_AIM OF THE EXERCISE:_
The expected answer holds every line from the first line of the data below through the line containing "- [x] contextual toolbar", exactly as written, and no other line.

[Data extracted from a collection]
PR #5872, opened 2025-04-10
a11y: make toolbars more compliant with keyboard navigation

mimecuvalo:
The toolbars as they stand right now aren't set up right yet. To be compliant, they need to support left/right and setting tabIndex on items as you go.
This requires quite a rework of the toolbars and their buttons.

- [x] add aria-labels to toolbars
- [x] zoom menu - dropdown
- [x] zoom menu - keep focus when toggling
- [x] main toolbar
- [x] main overflow toolbar
- [x] top-left toolbar
- [x] style panel stuff
- [x] toolbar extra menu
- [x] loading screen
- [x] contextual toolbar
- [x] drive-by fix number shortcuts not working when toolbar selected
- [x] going to need to override branding instead of tldraw
- [x] add more aria-labels to a11y tree
- [x] padding at top of style panel wtf
- [x] slider left/right/top/bottom
- [x] sub-menus
- [x] check dotcom
- [ ] escape should return back to the original spot

### Change type

- [ ] `bugfix`
- [x] `improvement`
- [ ] `feature`
- [ ] `api`
- [ ] `other`

### Release notes

- a11y: make toolbars more compliant with keyboard navigation


packages/editor/src/lib/components/default-components/DefaultSpinner.tsx
```diff
@@ -1,7 +1,7 @@
 /** @public @react */
 export function DefaultSpinner() {
 	return (
-		<svg width={16} height={16} viewBox="0 0 16 16">
+		<svg width={16} height={16} viewBox="0 0 16 16" role="alert" aria-busy="true">
```
SomeHats, line 4: is `role="alert"` appropriate for a loading spinner? from mdn:
> Warning: Because of its intrusive nature, the alert role must be used sparingly and only in situations where the user's immediate attention is required.

packages/tldraw/src/lib/ui/components/ActionsMenu/DefaultActionsMenu.tsx
```diff
@@ -47,27 +48,30 @@ export const DefaultActionsMenu = memo(function DefaultActionsMenu({
...
 		<TldrawUiPopover id="actions-menu">
 			<TldrawUiPopoverTrigger>
-				<TldrawUiButton
-					type="icon"
-					data-testid="actions-menu.button"
-					title={msg('actions-menu.title')}
-				>
-					<TldrawUiButtonIcon icon="dots-vertical" small />
-				</TldrawUiButton>
+				<PopoverPrimitive.Anchor>
```
SomeHats, line 51: I thought `Anchor` was only needed when the anchor was something different to the trigger? Does `TldrawUiPopoverTrigger` not imply this?

packages/tldraw/src/lib/ui/components/Spinner.tsx
```diff
@@ -1,9 +1,20 @@
...
+
 	return (
-		<svg width={16} height={16} viewBox="0 0 16 16" {...props}>
+		<svg
+			width={16}
+			height={16}
+			viewBox="0 0 16 16"
+			{...props}
+			aria-label={msg('app.loading')}
+			role="alert"
```
SomeHats, line 15: ditto re: `alert` for this

packages/tldraw/src/lib/ui/components/StylePanel/DefaultStylePanelContent.tsx
```diff
@@ -123,64 +123,72 @@ export function CommonStylePickerSet({ styles, theme }: ThemeStylePickerSetProps
...
-						title={msg('style-panel.color')}
-						uiType="color"
-						style={DefaultColorStyle}
-						items={STYLES.color}
-						value={color}
-						onValueChange={handleValueChange}
-						theme={theme}
-						onHistoryMark={onHistoryMark}
-					/>
+					<TldrawUiToolbar label={msg('style-panel.color')}>
```
SomeHats, line 128: i thought we had discussed making these radio groups instead of toolbars so it's easier to change the values within them and navigate between the different controls?

packages/tldraw/src/lib/ui/components/Toolbar/OverflowingToolbar.tsx
```diff
@@ -172,19 +174,22 @@ export function OverflowingToolbar({ children }: OverflowingToolbarProps) {
...
 							<TldrawUiPopoverTrigger>
-								<TldrawUiButton
-									title={msg('tool-panel.more')}
-									type="tool"
-									className="tlui-toolbar__overflow"
-									data-testid="tools.more-button"
-								>
-									<TldrawUiButtonIcon icon="chevron-up" />
-								</TldrawUiButton>
+								<PopoverPrimitive.Anchor>
```
SomeHats, line 177: ditto - why is this needed?

SomeHats: ohhhhh is it because the new toolbar components don't take a `ref`?

packages/tldraw/src/lib/ui/components/Toolbar/OverflowingToolbar.tsx
```diff
@@ -172,19 +174,22 @@ export function OverflowingToolbar({ children }: OverflowingToolbarProps) {
...
+										className="tlui-toolbar__overflow"
+										data-testid="tools.more-button"
+									>
+										<TldrawUiButtonIcon icon="chevron-up" />
+									</TldrawUiToolbarButton>
+								</PopoverPrimitive.Anchor>
 							</TldrawUiPopoverTrigger>
 							<TldrawUiPopoverContent side="top" align="center">
-								<div
+								<TldrawUiToolbar
```
SomeHats, line 189: i'm really uncertain about this overflow grid being a horizontal toolbar. it just sort of feels like my up/down arrow keys should work here? wdyt?

assets/translations/main.json
```diff
@@ -364,7 +366,9 @@
 	"style-panel.opacity": "Opacity",
 	"style-panel.size": "Size",
 	"style-panel.spline": "Spline",
+	"tool-panel.title": "Tools",
 	"tool-panel.more": "More",
+	"navigation-zone.title": "Navigation toolbar",
```
SomeHats, line 371: Screenshot 2025-04-14 at 11 14 57

I don't think we need to include "toolbar" in these

packages/tldraw/src/lib/ui/components/StylePanel/DefaultStylePanelContent.tsx
SomeHats: It's also a bit odd to me that these are now all announced as toolbars.

For colors, it's surprising that the up/down arrow keys move my selection right/left

assets/translations/main.json
```diff
@@ -244,7 +244,9 @@
 	"tool.rich-text-link-remove": "Remove link",
 	"tool.rich-text-header": "Header",
 	"tool.rich-text-bulletList": "Bulleted list",
+	"tool.rich-text-toolbar-title": "Rich text toolbar",
```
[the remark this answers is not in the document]
mimecuvalo: you're right — good call!

packages/editor/src/lib/TldrawEditor.tsx
```diff
@@ -285,6 +285,7 @@ export const TldrawEditor = memo(function TldrawEditor({
 			onPointerDown={stopEventPropagation}
 			tabIndex={-1}
 			role="application"
+			aria-label={_options?.branding ?? 'tldraw'}
```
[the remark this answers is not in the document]
mimecuvalo: yeah good question, it's to help with the accessibility tree and voiceover. also, esp. since tldraw tends to be a sub-frame of a larger application, it'll help delineate to the user that you're in the "padlet whiteboard" section or "clickup board" section, that kind of thing.

Screenshot 2025-04-14 at 12 37 00
Screenshot 2025-04-14 at 12 36 41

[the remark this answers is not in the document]
SomeHats: does 'move focus to canvas' not already imply this?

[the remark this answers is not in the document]
SomeHats: I would be tempted to call this "board" or something, end-users of SDK customers are unlikely to know what tldraw is

packages/editor/src/lib/components/default-components/DefaultSpinner.tsx
mimecuvalo: good push, i re-read what best practices are on loading/spinner and saw that i was reading some outdated/refuted practices. i updated it to more accepted practices.

packages/tldraw/src/lib/ui/components/ActionsMenu/DefaultActionsMenu.tsx
mimecuvalo: ah sorry, this was leftover from some testing i was doing, removing!

assets/translations/main.json
mimecuvalo: nice catch 👍

packages/tldraw/src/lib/ui/components/StylePanel/DefaultStylePanelContent.tsx
mimecuvalo: yeah, couple things here that made me rethink the radio vs. toolbar thing:
- the main reason was that the Radix UI component for radio/radiogroups didn't fit right: https://www.radix-ui.com/primitives/docs/components/radio-group they have items/indicators and it felt awkward with what we were using inputs/indicators/labels (well, we'd leave out the labels). yeah i'm sure we could restyle it all to look like buttons but it just felt awkward.
- furthermore, looking a bit at Miro made me think it was more natural to use buttons than to use the radio/input paradigm.

but let's talk further if you think we should think about this some more.

packages/tldraw/src/lib/ui/components/Toolbar/OverflowingToolbar.tsx
mimecuvalo: - i hear you on the up/down working. maybe? it makes it a bit complex since we have to account for people changing the column count and widows/orphans in rows. i think that's a nice-to-have instead of a must-have and we could do make this fancier in the future regarding the up/down stuff.

> Also, the way this works with keyboard nav & voiceover feels a bit weird. I use arrow keys to move to the "more" button, then enter to select it. Then, my arrow keys stop working. I have to press tab once to move focus to the first item in the popup. Then tab no longer moves between those items, i'm back to using my arrow keys.

very much agreed! i did try for hours to get this to work but couldn't for the life of me :-/ i tried focusing the first element in various ways but it seemed like i couldn't change `:focus-visible` for some reason! i'm trying more today to make that work b/c it's so annoying. related to that i wanted hitting Escape to go back to the trigger button but that was also proving to be a pain-in-the-ass 😭 

> what if we treat the whole overflowing toolbar as one thing. So when you go right from the last item on the main toolbar, we open the overflow and move your focus to the next element in there and vice-versa?

that's not a half-bad idea. i think we'd have to go custom to make that work though because you'd be contending with the radix context states that it uses internally :-/ i think we could make a more custom pass in the future without radix but ejecting now out of radix for this feels like not the right move at the moment.

packages/editor/src/lib/TldrawEditor.tsx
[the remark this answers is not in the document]
mimecuvalo: sorry, "move focus to canvas" was the accidental screen capture there (that's the "skip to content" button), it would be, just:

Screenshot 2025-04-14 at 13 19 16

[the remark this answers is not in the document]
mimecuvalo: board isn't a bad idea though, i think that might make sense
- board
- or, canvas

the eternal question :P

packages/tldraw/src/lib/ui/components/Toolbar/OverflowingToolbar.tsx
mimecuvalo: > Also, the way this works with keyboard nav & voiceover feels a bit weird. I use arrow keys to move to the "more" button, then enter to select it. Then, my arrow keys stop working. I have to press tab once to move focus to the first item in the popup. Then tab no longer moves between those items, i'm back to using my arrow keys.

I should also regarding this, that this is how I see it working in other apps too with popovers. I think only Radix menus auto-focus the first item?

packages/tldraw/src/lib/ui/components/StylePanel/DefaultStylePanelContent.tsx
mimecuvalo: I messed around with this some more today to see how it felt like, and ach, maybe?
To be honest, it's very easy to swap out for the RadioGroup if we want. It feels like it might be one of those things that our a11y auditor/consultant will say: we should use RadioGroup vs. Toolbar. I would trust their opinion on which way to go more than ours maybe :)

SomeHats: I'd love to have a play with the radio button version if u have a link

packages/editor/src/lib/TldrawEditor.tsx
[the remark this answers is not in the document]
mimecuvalo: it's a moot point here at the moment actually - i don't have translation at this level currently :-/
we need to wait for i18n work to happen

PR #5876, opened 2025-04-11
Fix custom mutators deploy

ds300:
We forgot to add the ZERO_PUSH_URL to our deploy pipeline.

### Change type

- [x] `other`


MitjaBezensek:
Unsure why release label check is failing. Some issue with huppy?

PR #5897, opened 2025-04-15
Reapply coalesced events and fix the local dev issue

MitjaBezensek:
Reapplies the reverted change in https://github.com/tldraw/tldraw/pull/5895 and fixes the local dev issue.

Looks like accessing local dev server via an ip address (instead of localhost) makes the browser not allow access to this function - it doesn't exists at all.

image

### Change type

- [x] `improvement`

### Release notes

- Improve draw fluidity on slower CPUs by using getCoalescedEvents.

### DIFF
--- a/packages/editor/src/lib/hooks/useCanvasEvents.ts
+++ b/packages/editor/src/lib/hooks/useCanvasEvents.ts
@@ -1,3 +1,4 @@
+import { useValue } from '@tldraw/state-react'
 import React, { useMemo } from 'react'
 import { RIGHT_MOUSE_BUTTON } from '../constants'
 import {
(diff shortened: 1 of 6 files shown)


packages/editor/src/lib/hooks/useCanvasEvents.ts
```diff
@@ -49,12 +51,20 @@ export function useCanvasEvents() {
...
-				editor.dispatch({
-					type: 'pointer',
-					target: 'canvas',
-					name: 'pointer_move',
-					...getPointerInfo(e),
-				})
+				// For tools that benefit from a higher fidelity of events,
+				// we dispatch the coalesced events.
+				let events: PointerEvent[] | React.PointerEvent<Element>[] = [e]
+				if (currentTool.useCoalescedEvents && e.nativeEvent.getCoalescedEvents) {
```
MitjaBezensek, line 57: Additional check to make sure the browser supports this api - it doesn't seem to support it when accessing a local server via an ip address (possibly in other cases as well).

MitjaBezensek:
Closing in favor of https://github.com/tldraw/tldraw/pull/5898

PR #5902, opened 2025-04-15
Fix bad arrow bindings to text shapes

SomeHats:
This was caused by filtering out labels too aggressively.

### Change type

- [x] `bugfix`

### DIFF
--- a/packages/editor/src/lib/primitives/geometry/Geometry2d.ts
+++ b/packages/editor/src/lib/primitives/geometry/Geometry2d.ts
@@ -11,7 +11,13 @@ import {
 } from '../intersect'
 import { approximately, pointInPolygon } from '../utils'
 
-/** @public */
+/**
+ * Filter geometry within a group.
+ *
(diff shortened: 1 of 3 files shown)


packages/editor/src/lib/primitives/geometry/Geometry2d.ts
```diff
@@ -73,7 +80,6 @@ export abstract class Geometry2d {
 	abstract nearestPoint(point: Vec, filters?: Geometry2dFilters): Vec
```
mimecuvalo, line 80: do we need the `isExcludedByFilter` function at all anymore? nix?

mimecuvalo: i see it's used in `Group2d` - should it be specific to `Group2d` / check that it's only used in that context or something?

SomeHats: still part of the Geometry2d contract

PR #5908, opened 2025-04-15
stickies: make sure our custom tab behavior takes over the rich text behavior

mimecuvalo:
our stickies custom tab/shift+tab behavior is getting mixed up with indentation behavior in rich text, oops.

https://github.com/user-attachments/assets/753cc4f3-eaa1-4262-a47d-b2d8c0e1d058

### Change type

- [x] `bugfix`
- [ ] `improvement`
- [ ] `feature`
- [ ] `api`
- [ ] `other`

### Release notes

- Added `hasCustomTabBehavior` prop to `RichTextLabel` so developers can also opt out of this behavior where necessary

### DIFF
--- a/packages/tldraw/api-report.api.md
+++ b/packages/tldraw/api-report.api.md
@@ -2040,6 +2040,8 @@ export interface RichTextLabelProps {
     // (undocumented)
     fontSize: number;
     // (undocumented)
+    hasCustomTabBehavior?: boolean;
+    // (undocumented)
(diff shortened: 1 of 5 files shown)


MitjaBezensek (approved):
Nice catch. Maybe we can add a note to the release notes that we have added `hasCustomTabBehavior` prop to `RichTextLabel` so developers can also opt out of this behaviour.

PR #5923, opened 2025-04-17
Optimize query.

MitjaBezensek:
Our file permission logic caused zero to use some unoptimized queries that could take quite a while to load. This adds the suggested improvements from https://github.com/grgbkr/tldraw/pull/1

### Change type

- [x] `improvement`


MitjaBezensek:
> nice. i was surprised this worked with the polyfill without any changes!

It's a very good polyfill 😂

PR #67, opened 2017-01-26
Allow multiple named parameter in single path part

MugeSo:
This PR allows `/{foo}-{bar}/{file}.{ext}`

### DIFF
--- a/index.js
+++ b/index.js
@@ -399,7 +399,9 @@ function byProperty(property, value) {
 function byRoute(a, b) {
   if(isDynamicRoute(a.path) && !isDynamicRoute(b.path)) return 1;
   if(!isDynamicRoute(a.path) && isDynamicRoute(b.path)) return -1;
-  return a.path.localeCompare(b.path);
+
+  // invert compare to keep that /{foo} does not beat /{foo}.{bar}
+  return -1*a.path.localeCompare(b.path);
 }
 
 function isDynamicRoute(route) {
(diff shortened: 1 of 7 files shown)


index.js
```diff
@@ -399,7 +399,9 @@ function byProperty(property, value) {
 function byRoute(a, b) {
   if(isDynamicRoute(a.path) && !isDynamicRoute(b.path)) return 1;
   if(!isDynamicRoute(a.path) && isDynamicRoute(b.path)) return -1;
-  return a.path.localeCompare(b.path);
+
+  // invert compare to keep that /{foo} does not beat /{foo}.{bar}
+  return -1*a.path.localeCompare(b.path);
```
jsdevel: space around operators e.g. `-1 * a.path......`

MugeSo:
> Can you also add this to the README? 

I don't know which section should I write it in.

jsdevel:
> I don't know which section should I write it in.

How about in a new description under [this heading](https://github.com/kogosoftwarellc/express-openapi#operation-parameters).  There's currently just a bullet point underneath that.  We should probably have a sub heading titled `Path Configuration` above the existing bullet point.

jsdevel:
On second thought, how about a new `Path Parameters` section above `Operation Parameters` that explains how `{param}` works in the filename as well as an example of multiple params in a path part.

jsdevel:
@MugeSo any updates?

jsdevel:
@MugeSo if you can add documentation later I'd appreciate it.  Thanks for the change!

Issue #79, opened 2017-12-15
Using "$ref: '#/definitions/...'" for responses has been deprecated.


XuluWarrior:
All the examples in the test suite have API definitions similar to 

`
  responses: {
    default: {
      $ref: '#/definitions/Error'
    }
  }`

These are flagged as errors in the Swagger Editor.

A valid alternative is to use

`  responses: {
    default: {
      description: "Unexpected error",
      schema: {
        $ref: '#/definitions/Error'
      }
    }
  }
`

jsdevel:
closed by #80

PR #80, opened 2017-12-15
#79 Using "$ref: '#/definitions/...'" for responses has been deprecated.

XuluWarrior:


jsdevel:
Thanks @XuluWarrior !

PR #81, opened 2017-12-28
Ignore test/spec files when loading paths

marcos-diaz:
Is a common practice in JS projects to place test files at the same folder than the files with the actual implementation, but with `*.test.js` or `*.spec.js` suffix.

This PR make the library to ignore these files when using `initialize()`, otherwise if there is any test file in the paths directory it will fail since lacking usual test-framework functions (ie: `describe`, `it`).

Since I see no possible scenario in which someone needs to opt-in to this behaviour, I considered there is no point to add additional args.


marcos-diaz:
Refactored as requested and added tests.

test/sample-projects/with-spec-in-routes/app.js
```diff
@@ -0,0 +1,31 @@
...
+var path = require('path');
+var cors = require('cors');
+
+app.use(cors());
+app.use(bodyParser.json());
+
+openapi.initialize({
+  apiDoc: require('./api-doc.js'),
+  app: app,
+  paths: path.resolve(__dirname, 'api-routes'),
```
jsdevel: can we add an `ignoreRegex` property to the `initialize` args?

marcos-diaz:
Added `pathsIgnore` args.
Please review again.

marcos-diaz:
Would be nice to have this released in NPM if there are no other changes in the pipeline.

Issue #82, opened 2017-12-28
Set apiDoc.host to running host


XuluWarrior:
When the api docs json is requested the basePath is automatically updated to include the baseUrl of the request.  It would make sense if the host is also updated to reflect the host in the request object.

This would allow the same code to run in different environments (dev, production, etc) without having to manually change the host.

jsdevel:
closed by #83

PR #83, opened 2017-12-28
#82 set apidoc host

XuluWarrior:


XuluWarrior:
Adding host to the api-docs breaks some tests as the deep compare with the test/fixtures fails.
I'm not sure the best way around this.  
Maybe some flag to enable/disable updating the host?
Or, perhaps only updating the host if the api-docs already has a value for host?

jsdevel:
Would it be possible to update the tests?  I like the idea of verifying the returned host header.

XuluWarrior:
The problem is that wrapping an express app in supertest results in it creating an "ephemeral" port for each test.  Which would mean that the port would change on each run.

I've taken a look and I see two ways around this.
The first is to call app.listen with a fixed port and wrap the listener instead e.g.
```
before(function() {
  app = require('./app.js').listen("54321");
});
```
This is the simplest change but I don't know if we need to be concerned with the possibility that the port might be in use.

The other option is to get the server address from the generated get request and modify the expected json with the host before comparing. e.g.
```
it('should expose <apiDoc>.basePath/api-docs', function(done) {
  var get = request(app)
    .get('/v3/api-docs');
  var host = get.url.match(/\/\/(.+:\d+)\//)[1];
  expectedApiDoc.host = host;
  get
    .expect(200, expectedApiDoc, done);
});
```

jsdevel:
You should be able to set the `Host` header right?

XuluWarrior:
I'm not sure what you mean.  Set Host on which header?

XuluWarrior:
I'm not sure what you mean.  Set Host on which header?

jsdevel:
```
  var get = request(app)
    .set('Host', 'foo.com')
    .get('/v3/api-docs');
  var host = get.url.match(/\/\/(.+:\d+)\//)[1];
  expectedApiDoc.host = host;
```

XuluWarrior:
That works.
I've set Host to "test-host" in all the tests that request api-docs and compare the full result.

jsdevel:
Thanks @XuluWarrior !  This is great!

_TASK OUTPUT:_
PR #5872, opened 2025-04-10
a11y: make toolbars more compliant with keyboard navigation

mimecuvalo:
The toolbars as they stand right now aren't set up right yet. To be compliant, they need to support left/right and setting tabIndex on items as you go.
This requires quite a rework of the toolbars and their buttons.

- [x] add aria-labels to toolbars
- [x] zoom menu - dropdown
- [x] zoom menu - keep focus when toggling
- [x] main toolbar
- [x] main overflow toolbar
- [x] top-left toolbar
- [x] style panel stuff
- [x] toolbar extra menu
- [x] loading screen
- [x] contextual toolbar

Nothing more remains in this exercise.